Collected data
──────────────────────────────

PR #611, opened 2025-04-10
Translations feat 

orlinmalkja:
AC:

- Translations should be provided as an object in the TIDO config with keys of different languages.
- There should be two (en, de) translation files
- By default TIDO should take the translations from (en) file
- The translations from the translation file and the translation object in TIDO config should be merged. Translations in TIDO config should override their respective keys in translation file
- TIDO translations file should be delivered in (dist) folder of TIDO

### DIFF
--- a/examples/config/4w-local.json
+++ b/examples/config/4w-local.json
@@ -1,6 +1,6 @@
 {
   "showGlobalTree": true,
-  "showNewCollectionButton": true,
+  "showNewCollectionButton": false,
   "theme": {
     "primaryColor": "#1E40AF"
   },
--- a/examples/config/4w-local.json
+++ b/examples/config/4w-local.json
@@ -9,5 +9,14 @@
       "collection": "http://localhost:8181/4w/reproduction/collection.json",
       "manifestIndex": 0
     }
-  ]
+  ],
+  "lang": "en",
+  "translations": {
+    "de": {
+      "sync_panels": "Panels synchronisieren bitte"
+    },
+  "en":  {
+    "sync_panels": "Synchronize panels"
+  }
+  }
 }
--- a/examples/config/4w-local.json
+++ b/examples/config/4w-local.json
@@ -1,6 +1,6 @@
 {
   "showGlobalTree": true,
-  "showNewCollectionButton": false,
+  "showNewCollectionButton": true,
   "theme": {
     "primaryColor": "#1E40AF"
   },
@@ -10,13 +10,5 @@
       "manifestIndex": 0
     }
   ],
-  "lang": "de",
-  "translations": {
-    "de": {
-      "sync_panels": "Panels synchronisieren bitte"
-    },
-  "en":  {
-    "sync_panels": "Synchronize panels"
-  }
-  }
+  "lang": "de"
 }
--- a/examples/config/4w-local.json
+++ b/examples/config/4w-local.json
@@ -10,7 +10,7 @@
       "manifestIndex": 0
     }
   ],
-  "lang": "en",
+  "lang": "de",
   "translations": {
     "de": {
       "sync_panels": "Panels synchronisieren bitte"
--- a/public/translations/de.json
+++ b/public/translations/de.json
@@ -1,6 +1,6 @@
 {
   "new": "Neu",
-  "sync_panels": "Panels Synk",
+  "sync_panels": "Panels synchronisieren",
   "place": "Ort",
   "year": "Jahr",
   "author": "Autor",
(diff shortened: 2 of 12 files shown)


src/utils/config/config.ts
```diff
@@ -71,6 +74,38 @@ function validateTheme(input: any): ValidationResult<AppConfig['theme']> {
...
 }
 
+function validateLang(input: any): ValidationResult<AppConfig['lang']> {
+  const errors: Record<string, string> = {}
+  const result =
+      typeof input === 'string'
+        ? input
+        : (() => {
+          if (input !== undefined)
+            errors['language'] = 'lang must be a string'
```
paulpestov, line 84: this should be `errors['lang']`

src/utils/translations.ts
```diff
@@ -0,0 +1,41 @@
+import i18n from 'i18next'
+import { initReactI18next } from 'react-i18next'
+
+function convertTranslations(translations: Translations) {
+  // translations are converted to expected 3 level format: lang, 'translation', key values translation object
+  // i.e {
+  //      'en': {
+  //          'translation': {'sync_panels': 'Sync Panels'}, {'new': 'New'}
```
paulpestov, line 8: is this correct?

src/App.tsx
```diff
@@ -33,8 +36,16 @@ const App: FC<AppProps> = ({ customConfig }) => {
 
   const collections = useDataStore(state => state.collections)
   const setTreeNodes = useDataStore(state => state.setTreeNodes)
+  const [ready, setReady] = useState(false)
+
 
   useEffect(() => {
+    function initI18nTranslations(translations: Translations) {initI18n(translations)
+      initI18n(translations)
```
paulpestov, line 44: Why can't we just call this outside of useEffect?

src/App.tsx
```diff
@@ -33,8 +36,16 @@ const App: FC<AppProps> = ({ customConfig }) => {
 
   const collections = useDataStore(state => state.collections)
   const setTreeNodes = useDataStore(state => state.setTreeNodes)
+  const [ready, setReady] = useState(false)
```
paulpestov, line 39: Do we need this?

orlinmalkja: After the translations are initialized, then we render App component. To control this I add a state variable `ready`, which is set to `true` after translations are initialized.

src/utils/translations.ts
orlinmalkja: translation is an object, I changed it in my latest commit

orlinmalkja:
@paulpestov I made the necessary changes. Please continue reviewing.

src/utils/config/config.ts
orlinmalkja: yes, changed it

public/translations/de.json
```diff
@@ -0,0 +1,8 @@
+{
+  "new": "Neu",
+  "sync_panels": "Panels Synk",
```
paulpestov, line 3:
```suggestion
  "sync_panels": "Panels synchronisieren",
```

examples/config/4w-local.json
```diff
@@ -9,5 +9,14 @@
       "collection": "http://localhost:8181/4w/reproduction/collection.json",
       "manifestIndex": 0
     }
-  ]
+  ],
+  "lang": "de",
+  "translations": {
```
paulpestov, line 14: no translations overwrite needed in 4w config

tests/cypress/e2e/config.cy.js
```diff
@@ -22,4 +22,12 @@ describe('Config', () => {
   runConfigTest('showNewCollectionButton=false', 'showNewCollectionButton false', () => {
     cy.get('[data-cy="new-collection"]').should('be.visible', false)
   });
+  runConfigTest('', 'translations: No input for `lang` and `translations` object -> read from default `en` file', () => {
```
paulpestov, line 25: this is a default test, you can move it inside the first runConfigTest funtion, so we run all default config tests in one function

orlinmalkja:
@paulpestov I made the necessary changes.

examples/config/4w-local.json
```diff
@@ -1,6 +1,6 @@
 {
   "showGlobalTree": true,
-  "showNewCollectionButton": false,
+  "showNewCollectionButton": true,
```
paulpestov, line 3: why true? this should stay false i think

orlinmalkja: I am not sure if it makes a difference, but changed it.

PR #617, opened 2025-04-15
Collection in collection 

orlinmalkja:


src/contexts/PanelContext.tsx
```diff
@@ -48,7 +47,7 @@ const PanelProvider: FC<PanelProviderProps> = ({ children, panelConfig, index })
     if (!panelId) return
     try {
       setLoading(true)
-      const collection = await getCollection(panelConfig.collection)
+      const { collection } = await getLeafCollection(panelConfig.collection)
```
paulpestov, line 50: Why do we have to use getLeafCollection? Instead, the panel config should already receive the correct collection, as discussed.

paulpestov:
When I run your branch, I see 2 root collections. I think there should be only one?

──────────────────────────────

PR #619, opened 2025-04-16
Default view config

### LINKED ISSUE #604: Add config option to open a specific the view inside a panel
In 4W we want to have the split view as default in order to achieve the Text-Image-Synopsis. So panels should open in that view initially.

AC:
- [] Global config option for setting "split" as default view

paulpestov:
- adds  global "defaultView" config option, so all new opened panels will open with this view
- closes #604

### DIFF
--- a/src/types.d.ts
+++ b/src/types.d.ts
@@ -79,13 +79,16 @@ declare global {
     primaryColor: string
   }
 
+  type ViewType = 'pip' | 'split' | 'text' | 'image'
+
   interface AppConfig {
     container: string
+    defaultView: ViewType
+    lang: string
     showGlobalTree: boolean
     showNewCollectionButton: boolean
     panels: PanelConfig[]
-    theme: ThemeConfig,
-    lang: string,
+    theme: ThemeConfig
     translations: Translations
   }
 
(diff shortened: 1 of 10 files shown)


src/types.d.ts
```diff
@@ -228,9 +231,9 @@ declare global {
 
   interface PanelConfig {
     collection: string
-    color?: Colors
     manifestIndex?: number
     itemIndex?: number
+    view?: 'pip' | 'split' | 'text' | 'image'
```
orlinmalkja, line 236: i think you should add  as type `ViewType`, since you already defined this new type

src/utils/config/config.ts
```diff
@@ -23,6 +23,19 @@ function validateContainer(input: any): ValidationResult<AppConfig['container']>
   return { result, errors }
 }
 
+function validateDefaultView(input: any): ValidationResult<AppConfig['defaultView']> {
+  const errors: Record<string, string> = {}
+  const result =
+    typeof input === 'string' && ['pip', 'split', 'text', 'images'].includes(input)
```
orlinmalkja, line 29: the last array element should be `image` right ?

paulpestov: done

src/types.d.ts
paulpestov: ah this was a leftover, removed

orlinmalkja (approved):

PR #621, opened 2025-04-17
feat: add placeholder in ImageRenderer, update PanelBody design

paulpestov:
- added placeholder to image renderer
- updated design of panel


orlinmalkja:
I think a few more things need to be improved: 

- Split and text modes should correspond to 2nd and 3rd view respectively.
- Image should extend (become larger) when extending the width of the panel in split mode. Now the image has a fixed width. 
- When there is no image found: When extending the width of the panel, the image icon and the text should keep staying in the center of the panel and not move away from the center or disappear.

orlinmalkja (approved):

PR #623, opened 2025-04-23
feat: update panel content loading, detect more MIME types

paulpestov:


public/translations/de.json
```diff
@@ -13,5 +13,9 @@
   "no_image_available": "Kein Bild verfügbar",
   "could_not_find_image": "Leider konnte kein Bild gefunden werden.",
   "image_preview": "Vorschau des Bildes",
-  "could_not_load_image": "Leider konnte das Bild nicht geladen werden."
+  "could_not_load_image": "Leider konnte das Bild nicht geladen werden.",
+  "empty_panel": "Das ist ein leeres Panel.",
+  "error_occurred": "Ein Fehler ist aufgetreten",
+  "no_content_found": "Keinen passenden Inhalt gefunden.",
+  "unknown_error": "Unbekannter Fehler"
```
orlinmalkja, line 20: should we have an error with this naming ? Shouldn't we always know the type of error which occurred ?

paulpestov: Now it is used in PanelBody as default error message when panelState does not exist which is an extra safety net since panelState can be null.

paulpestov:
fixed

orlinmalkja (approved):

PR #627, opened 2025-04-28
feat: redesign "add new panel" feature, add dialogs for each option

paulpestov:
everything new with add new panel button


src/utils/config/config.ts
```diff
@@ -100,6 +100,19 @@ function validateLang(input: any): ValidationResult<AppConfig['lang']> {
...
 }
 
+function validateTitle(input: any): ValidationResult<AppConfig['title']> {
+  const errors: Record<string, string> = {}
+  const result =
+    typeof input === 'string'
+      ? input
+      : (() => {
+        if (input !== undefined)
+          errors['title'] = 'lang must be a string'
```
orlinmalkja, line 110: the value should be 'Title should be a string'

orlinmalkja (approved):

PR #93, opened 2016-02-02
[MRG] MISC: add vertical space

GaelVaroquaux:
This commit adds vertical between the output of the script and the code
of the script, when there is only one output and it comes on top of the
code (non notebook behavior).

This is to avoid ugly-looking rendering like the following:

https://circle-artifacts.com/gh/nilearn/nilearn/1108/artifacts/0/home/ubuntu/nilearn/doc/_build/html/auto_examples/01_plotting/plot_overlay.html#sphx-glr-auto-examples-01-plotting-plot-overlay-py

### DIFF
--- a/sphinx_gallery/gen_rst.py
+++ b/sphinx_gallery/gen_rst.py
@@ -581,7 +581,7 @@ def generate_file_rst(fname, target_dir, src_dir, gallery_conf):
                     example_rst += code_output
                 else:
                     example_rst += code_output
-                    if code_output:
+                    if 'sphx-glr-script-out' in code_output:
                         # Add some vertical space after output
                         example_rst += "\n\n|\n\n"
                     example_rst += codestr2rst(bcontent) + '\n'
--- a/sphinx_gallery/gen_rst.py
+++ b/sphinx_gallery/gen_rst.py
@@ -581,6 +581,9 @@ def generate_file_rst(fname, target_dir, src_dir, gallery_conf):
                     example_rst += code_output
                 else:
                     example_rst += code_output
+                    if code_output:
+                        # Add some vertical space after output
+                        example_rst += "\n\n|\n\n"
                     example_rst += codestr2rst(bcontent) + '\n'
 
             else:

──────────────────────────────

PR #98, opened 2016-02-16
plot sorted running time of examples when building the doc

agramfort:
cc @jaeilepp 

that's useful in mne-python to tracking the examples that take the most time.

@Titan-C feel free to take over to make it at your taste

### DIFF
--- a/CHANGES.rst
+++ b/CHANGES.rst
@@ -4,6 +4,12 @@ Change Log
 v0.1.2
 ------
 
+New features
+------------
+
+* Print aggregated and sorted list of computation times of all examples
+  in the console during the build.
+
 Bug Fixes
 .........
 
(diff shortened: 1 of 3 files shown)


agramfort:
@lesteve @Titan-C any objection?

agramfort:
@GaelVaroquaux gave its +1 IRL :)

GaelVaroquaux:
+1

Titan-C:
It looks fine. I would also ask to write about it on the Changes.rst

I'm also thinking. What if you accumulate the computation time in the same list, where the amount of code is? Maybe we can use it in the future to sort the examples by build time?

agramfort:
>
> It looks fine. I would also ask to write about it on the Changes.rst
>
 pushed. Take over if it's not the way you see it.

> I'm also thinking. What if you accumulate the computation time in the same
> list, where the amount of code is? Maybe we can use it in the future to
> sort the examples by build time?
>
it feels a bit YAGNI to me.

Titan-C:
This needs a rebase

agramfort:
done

──────────────────────────────

▶ _Task goal_:
Go through the entries above, and wherever a line holds the word "also", copy that line.

▶ _Written response_:
It looks fine. I would also ask to write about it on the Changes.rst
I'm also thinking. What if you accumulate the computation time in the same list, where the amount of code is? Maybe we can use it in the future to sort the examples by build time?
> It looks fine. I would also ask to write about it on the Changes.rst
> I'm also thinking. What if you accumulate the computation time in the same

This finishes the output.